[Exercise objective]
The expected output is a verbatim reprint of the lines from the beginning of the data that follows through the line that contains "- [x] Verify CI".

[Provided records]
PR #3803, opened 2026-02-23
Inline local-smart-turn-v3 deps for Poetry compatibility

markbackman:
## Summary

- Replaced self-referential `pipecat-ai[local-smart-turn-v3]` extra in core dependencies with inlined `transformers` and `onnxruntime` packages for Poetry compatibility
- Self-referential extras work in uv/pip but are not supported by Poetry, causing dependency resolution failures
- These packages are required by `TurnAnalyzerUserTurnStopStrategy`, the default user turn stop strategy, so they belong in core dependencies
- Removed the `local-smart-turn-v3` optional extra from `[project.optional-dependencies]`
- Removed the `try/except ModuleNotFoundError` guard in `local_smart_turn_v3.py` since the imports are now always available
- Removed `--extra local-smart-turn-v3` from CI workflows (no longer needed)

## Breaking Changes

- The `local-smart-turn-v3` pip extra is removed. `pip install pipecat-ai[local-smart-turn-v3]` will no longer work, but the dependencies are now always installed with the base package.

## Testing

- [x] Verify `uv sync` installs `transformers` and `onnxruntime` correctly
- [x] Verify CI tests pass without the `--extra local-smart-turn-v3` flag
- [x] Verify Poetry can resolve dependencies for a project depending on `pipecat-ai`

### DIFF
--- a/.github/workflows/coverage.yaml
+++ b/.github/workflows/coverage.yaml
@@ -40,7 +40,6 @@ jobs:
             --extra google \
             --extra langchain \
             --extra livekit \
-            --extra local-smart-turn-v3 \
             --extra piper \
             --extra tracing \
             --extra websocket
--- a/.github/workflows/tests.yaml
+++ b/.github/workflows/tests.yaml
@@ -44,7 +44,6 @@ jobs:
             --extra google \
             --extra langchain \
             --extra livekit \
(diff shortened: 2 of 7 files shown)


filipi87 (approved):
LGTM!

[The completed task]
PR #3803, opened 2026-02-23
Inline local-smart-turn-v3 deps for Poetry compatibility

markbackman:
## Summary

- Replaced self-referential `pipecat-ai[local-smart-turn-v3]` extra in core dependencies with inlined `transformers` and `onnxruntime` packages for Poetry compatibility
- Self-referential extras work in uv/pip but are not supported by Poetry, causing dependency resolution failures
- These packages are required by `TurnAnalyzerUserTurnStopStrategy`, the default user turn stop strategy, so they belong in core dependencies
- Removed the `local-smart-turn-v3` optional extra from `[project.optional-dependencies]`
- Removed the `try/except ModuleNotFoundError` guard in `local_smart_turn_v3.py` since the imports are now always available
- Removed `--extra local-smart-turn-v3` from CI workflows (no longer needed)

## Breaking Changes

- The `local-smart-turn-v3` pip extra is removed. `pip install pipecat-ai[local-smart-turn-v3]` will no longer work, but the dependencies are now always installed with the base package.

## Testing

- [x] Verify `uv sync` installs `transformers` and `onnxruntime` correctly
- [x] Verify CI tests pass without the `--extra local-smart-turn-v3` flag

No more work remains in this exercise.